Enable node images to be run as virtual machines, improving data center adoption while continuing to support privacy-protecting subnets.

In Progress

What you can do to help

  • Ask questions
  • Propose ideas

Key people involved
@khushboo-dfn1 , @bogdanwarinschi , @jplevyak , @hcb , Rudiger Kapitza

Relevant Background

We need to enable our node images to be run as virtual machines to aid data center adoption and support privacy-protecting subnets. AMD SEV will allow us to do this with minimal R&D effort. It can provide confidentiality against a potentially buggy/malicious hypervisor and other code that may happen to coexist on the physical server. AMD SEV allows transparently encrypting the memory of each VM with a unique key and provides an attestation report that can help VM’s owner verify that the state is untampered and is being run on a genuine ADM SEV platform. This is especially relevant for IC, where IC-OS is deployed on remote servers that are not under our control. It can reduce the amount of trust needed to be placed in the hypervisor and the administrator of the host system.

Right now, there are 3 flavors of SEV:

  1. AMD SEV: Encrypt in-use data
  2. AMD SEV-ES (Encrypted State): Encrypt VM register state (Protect data in memory)
  3. AMD SEV-SNP (Secure Nested Paging): Provide strong memory integrity protection

Currently, our machines EPYC2 (Rome) have SEV enabled and SEV-ES can be enabled with a custom kernel. Whether we need a full-fledged SEV-SNP is something to be evaluated.
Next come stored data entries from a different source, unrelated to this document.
PR #140, opened 2023-11-07
Fix solution type from BVPM2 and BVPSOL

ErikQQY:
Now the solution type from ODEInterface.jl is compatible with the others

### DIFF
--- a/ext/BoundaryValueDiffEqODEInterfaceExt.jl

SEV-SNP is available on EPYC2 (Milan) servers.

To have SEV functionality, we need the following requirements to be met:

  1. Agent providing secret: For each VM one agent (HW token, separate machine, etc.) knowing a secret whose disclosure is equivalent to SEV break
  2. Storage encryption: Each VM needs to encrypt its persistently stored data.
  3. Verified boot: Chain to verify that VM runs authorized software.
  4. Signed software builds: Authenticate the software towards verified boot.

High-level tasks:

  1. Bring up a QEMU image on an existing SEV machine and understand the tooling.
  2. Bring up an IC-OS node with AMD SEV
  3. Encryption of persistent storage
  4. Attestation (Does SEV-SNP help such that we don’t need an external attestation provider?)
  5. Verified Boot

Acceptance criteria:

  1. Keys and canister state have confidentiality and cryptographic integrity protection
  2. Ensure that host and guest isolation exists
  3. Only attested software is run as the Guest

There are many issues with the security of secure hardware enclaves. What mitigations for side channel attacks are being considered?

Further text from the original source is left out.